Tag Archives: sleet

3 Reasons Why Michigan Winter Is Slowly Turning Me Into a Lunatic

Or, 3 Reasons Why I Will Need a Deep-Tissue Massage and Possibly Psychiatric Care When Spring Finally Arrives, Which Probably Won’t Be Till August

1. Driving in snow. 

The first time I had to do this, it was at night after a fresh snow fall. I was all, “What? Couple inches of snow? No problem, dude.” Pure hubris. By the time I reached my destination 20 hellish minutes later, I was shaking with abject terror. I may have even cried. I mean, just a little. Cause that trip was a slip-sliding, brake-failing, red-light running RIDE OF DEATH. And yes, I said brake-failing. Turns out, tires can get so slick with snow that brakes will, you know, sort of stop working. Surprise!

2. Wearing winter gear.

I can’t put my arms down!

Seriously, it feels just like this. Sometimes, riding along in the car wearing my engulfing puffy coat and knotted-up scarf and tight-laced boots, I will suddenly feel so claustrophobic that I see black spots. My entire being is squealing “Let me out! Let me out! Omg arrghghhhuuugghh!” But of course the car is too small for me to wriggle out of those mummy wrappings and I just have to sit there and try not to claw at myself like a maniac.

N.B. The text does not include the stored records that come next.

PR #309, opened 2024-06-06
OSD-23318: Allow to modify IDMS in hosted clusters 

samanthajayasinghe:
## What 
As part of zero-egress implementation, hosted clusters IDMS needs to update with private ECR 

- This PR allows mirroring ECR's  for hosted clusters via the feature flag
- backplane service account allows to update IDMS/ICSP/ITMS

## JIRA 
https://issues.redhat.com/browse/OSD-23318

### DIFF
--- a/pkg/webhooks/imagecontentpolicies/imagecontentpolicies.go
+++ b/pkg/webhooks/imagecontentpolicies/imagecontentpolicies.go
@@ -1,6 +1,7 @@
 package imagecontentpolicies
 
 import (
+	"context"
 	"net/http"
 	"regexp"
 	"slices"
@@ -8,10 +9,13 @@ import (
 	"github.com/go-logr/logr"
 	configv1 "github.com/openshift/api/config/v1"
 	operatorv1alpha1 "github.com/openshift/api/operator/v1alpha1"
+	"github.com/openshift/managed-cluster-validating-webhooks/config"
 	"github.com/openshift/managed-cluster-validating-webhooks/pkg/webhooks/utils"
 	admissionregv1 "k8s.io/api/admissionregistration/v1"
 	metav1 "k8s.io/apimachinery/pkg/apis/meta/v1"
 	"k8s.io/apimachinery/pkg/runtime"
+	"k8s.io/client-go/kubernetes"
+	"k8s.io/client-go/rest"
 	logf "sigs.k8s.io/controller-runtime/pkg/log"
 	"sigs.k8s.io/controller-runtime/pkg/webhook/admission"
 )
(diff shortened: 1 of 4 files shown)


hectorakemp:
Great work Sam! this all looks good to me :). One question - why did we change the `SyncSetLabelSelector` on the webhook? Was that part of the generated `make` code? 
Happy to `lgtm` if tested :)
/lgtm

pkg/webhooks/imagecontentpolicies/imagecontentpolicies.go
```diff
@@ -208,3 +248,17 @@ func authorizeImageContentSourcePolicy(icsp operatorv1alpha1.ImageContentSourceP
 
 	return true
 }
+
+// isAllowedUserGroup checks if the user or group is allowed to perform the action
+func isAllowedUserGroup(request admission.Request) bool {
```
bmeng, line 253: Should we allow the backplane user to do this or a particular service account?

samanthajayasinghe: Updated to only allow for SA

hectorakemp:
This generally looks good to me (the CM follows the convention set out in https://github.com/openshift/managed-cluster-validating-webhooks/pull/279). 
/lgtm

mjlshen (changes requested):
/hold

I think we should adjust the approach away from a feature flag if possible. We temporarily added one as a bit of a rush to get a feature out to a subset of the fleet in the past and it would be best if we could avoid having a long-lived implementation. Some potential options:

* Do we even need to deploy this webhook to HCP clusters? I recall that editing this IDMS resource from the hosted cluster itself has no effect, so do we even care if customers can modify it? https://github.com/openshift/managed-cluster-validating-webhooks/blob/b1e1f9bc8e52a6bc55a3eed365bd2cdd8ce12d92/pkg/webhooks/imagecontentpolicies/imagecontentpolicies.go#L172-L174
* Is it feasible to allow the Kubernetes user that `hypershift-operator` is leveraging to always modify these resources instead? The customer should only ever be able to influence this behavior through OCM right and we can shift the guardrails to OCM?

pkg/webhooks/imagecontentpolicies/imagecontentpolicies.go
```diff
@@ -22,6 +27,17 @@ const (
...
+	//Allow Hypershift hosted clusters to mirror ECR
+	authorizedECRMirrors = `(^(.*).dkr.ecr.(.*).amazonaws.com)`
+
+	allowECRConfigMapName = "allow-ecr"
+)
+
+var (
+	allowedGroups = []string{
+		"system:serviceaccounts:openshift-backplane-srep",
+	}
```
mjlshen, line 40: Granting ourselves admin access isn't a part of this card - is it needed?

samanthajayasinghe:
Thanks @mjlshen for the review, As discussed, we will disable the webhooks from hosted clusters

PR #314, opened 2024-07-12
[OSD-24459] excluding user system:serviceaccount:open-cluster-management-addon-observability:endpoint-observability-operator-sa from the set of privileged serviceaccount users

aliceh:
This commit is in response to https://issues.redhat.com/browse/OHSS-35716 - a customer service account was able to modify a core managed configmap: cluster-monitoring-config. I am excluding user system:serviceaccount:open-cluster-management-addon-observability:endpoint-observability-operator-sa from the set of privileged serviceaccount users.

https://issues.redhat.com/browse/OSD-24459


moadz:
We shouldn't merge this in its current state, as it will break RHACM running on any OSD managed cluster. I've added more detail in the Jira. https://issues.redhat.com/browse/OSD-24459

3. Getting sleeted in the face.

My skin is suffering, y’all. This delicate peaches-and-cream needs balmy breezes and gentle warmth to flourish—not angry blasts of tiny ice daggers. And even if it’s not blizzardy outside, the wind alone is frosty as a beeyatch. Plus, the air in general, in or outside, seems much drier and way more harsh; I think I’m starting to understand what grapes feel like when they turn into raisins. My normal moisturizing routine—chapstick, lotion, more chapstick, MORE LOTION—has become even more obsessive than it used to be. Actually, I didn’t realize the true extent of that statement till I went around the house and gathered up the various products I’ve been using lately, which I keep stashed in strategic locations:

If I don’t turn into a chunk of ice and shatter by spring, I will be lotion-y enough to make some serial killer a nice, supple skin suit.

A few times this week, husband tried to sneak chapsticks from their assigned stations to keep in his pocket at work, which caused me to develop an acute case of Crazy Eyes when confronting him about it. Trust me when I say that I will not survive this mini Ice Age unless I have endless supplies of salves and balms at my painfully dry fingertips. So persons who are interested in getting into their side of the bed and NOT discovering a dirty sludgeball from the pile of old plowed snow in the parking lot better think twice before trifling with me.